實際上,帝國最先突破的地方是在學校裡,在與女人切身利益關係不大的地方,先避開了大家都關心的問題,而完全從學術上討論一些歷史問題,並進而影響到女人的價值觀的。」
周克難道:「能不能給我們講講帝國具體如何做的。」
劉雲飛沉思了一會,然後開口道:「這個不容易講。不像戰爭,有明顯的戰役時間做參考。也不像法律,有一條條的脈絡可循。很多東西夾雜在一起,如果都講一遍,再有幾天也不夠。不如這樣,我給你們講個小故事,你們自己去體會。」
梅先文等人齊聲道好。
劉雲飛道:「考慮到先輩們的名聲,我就不說這些人的名字了,就以官職這樣的稱呼來講述。話說三戰後的某一年,某學富五年的老先生突然被皇帝召進宮去,同時到達的還有總理,社會發展部長,教育宗教部長。

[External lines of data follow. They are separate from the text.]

PR #887, opened 2021-04-13
export: refactor & add test case

### LINKED ISSUE #867: Add test cases for exports
Considering https://github.com/pingcap/tidb-dashboard/issues/865, we need to add tests to avoid further problems.

unbyte:
close #867 

looking for a suitable method to test exporting

### DIFF
--- a/pkg/apiserver/utils/export.go
+++ b/pkg/apiserver/utils/export.go
@@ -5,21 +5,107 @@ import (
 	"encoding/csv"
 	"errors"
 	"fmt"
+	"github.com/Xeoncross/go-aesctr-with-hmac"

「首先說話的是教育宗教部長,說道,老先生,今年的幾次高考都結束了,我們呢,從高考作文中挑選了一些優秀文章,彙編成冊,準備出本書。老先生您德高望重,最適合做主編了。
老先生很高興,道:「我很樂意幫忙,只是最近有些忙,如果不著急,我過兩天開始看稿子。」
總理說了:「老先生既然忙,只要簽名就好了。其它的事,讓教育部長負責就行。至於酬勞麻…」
皇帝接口了:「先從我這裡支三百萬去,書出版後再按發行量給老先生提成。」
帝國幾十億學生,不是小事啊。
老先生更高興了:「我一定一個字一個字的仔細看。」
社會發展部長遞過來一張合同:「您簽個字,咱們這就定了。」
老先生接過合同看了一遍,似乎沒有問題,於是簽名蓋章。
總理對教育宗教部長道:「一切都好了,你們今天晚上就可以開始開機印刷了。」
「等等,怎麼回事,今天就開始印刷。」
老先生終於從幾個人的阿諛奉承中清醒過來,覺得不太對勁。
自己簽個名就收入幾百萬,這事情也太好了。
老先生堅持要看看書稿。
於是,總理讓人拿來一迭文稿,告訴老先生:「文章太多,您不用都看了,這裡有幾篇,您隨便看看吧。合同老先生可簽了,錢政府可一分都不會少,合同裡可沒說您不同意書就不許出,所以呢,我們為了趕時間,已經替您審過稿了。」
老先生抓過第一篇,論食色性也,認為這是大神孔子的教導,食用美女是符合天地自然之道的,即所謂性。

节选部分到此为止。